CSR = Comprehensive Spending Review

CSR = Cheer Smirk Rejoice

LibDemCon MPs cheered –they smirked – they rejoiced.

LibDemCon MPs applauded, smiling, seeming satisfied that they had destroyed enough.

Coalition Ministers smiled even as their own departmental budgets were cut.

The poorest will lose a higher proportion of their income than the average, according to the government’s own graphs.  Brendan Barber TUC General Secretary said that the poorest tenth of the population would lose a fifth of their income because of Coalition cuts; the richest would lose just 1.5 per cent of their income.  He may now revise that estimate.

Some councils will go bust.

750,000  public sector job cuts are forecast.  Or more?

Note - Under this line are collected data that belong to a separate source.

PR #318, opened 2015-12-02
fix DPI Adobe/Inkscape inconsistency

jnweiger:
Attention horror ahead. 

We had an drawn an object with inkscape that was shown 20% too big in visicut.
The file came originally from Adobe illustrator and uses px dimensions.

Inkscape is stupid enough to keep the Creator comment of Adobe for ever and then writes a standard 90 DPI svg with this comment still there.

My suggestion is to detect both Adobe comments and inkscape namespaces. Inkscape wins then.


t-oster:
Thanks for your contributions, always a pleasure to just read your code and merge it right away.

PR #343, opened 2016-02-18
Improved layout for lasercutter profile dialog box.

pelrun:
I've broken up the large number of fields in the lasercutter profile window to a few tabbed panels. It seems a lot less intimidating now. Also gives extra room for the settings table and the job done text field.

visicutlcpe


peteruithoven:
Nice! @pelrun the world needs more people that make things less intimidating.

Twice as many women as men work in the public sector and 40% of all female workers are employed by the state.   Women have been encouraged to become gainfully employed, largely in the public sector, with young children being placed into childcare, another largely female industry.  The majority of care workers are women.  Not many male librarians where I live.  It’s rare to meet a male in local admin jobs either.  Is this a plan to send women back to the past?  Could that really be seen as progress?

An additional £7bn welfare cuts, on top of the £11bn already announced.

The convenient accounting that has gone on with the £2bn to social care (via the NHS in part) is a con!  That money is not ring-fenced, so it will just be swallowed up by the big local authority pot that has just been cut savagely via the CSR.  Goodbye social care; an unwelcome return of the poorhouse/workhouse. And don’t be fooled by this attempt to persuade people to use Personal Budgets.   They are enormously complex to operate, requiring most people who’ve tried them to turn themselves into employers, or to employ someone to manage the Personal Budget for them.  Or is that another part of the con trick?  The responsibilities of unpaid carers will increase; the burden of care will fall on their shoulders.  Their narrow shoulders, not the broad shoulders mentioned by Creepy Osborne.

Any government that can remove the mobility component of DLA from people in residential care cannot sink much lower.  At the moment, many people in residential care are allowed the grand total of £21 per week for ‘spending money’, after their care costs have been paid for.  That’s all they are allowed to retain.  Remove the mobility allowance and they will be trapped forever, within the walls of the care home.  Is that really the best we can offer and still call it ‘care’?

The IFS says spending review cuts are regressive and will hit the poorest in society, not the richest.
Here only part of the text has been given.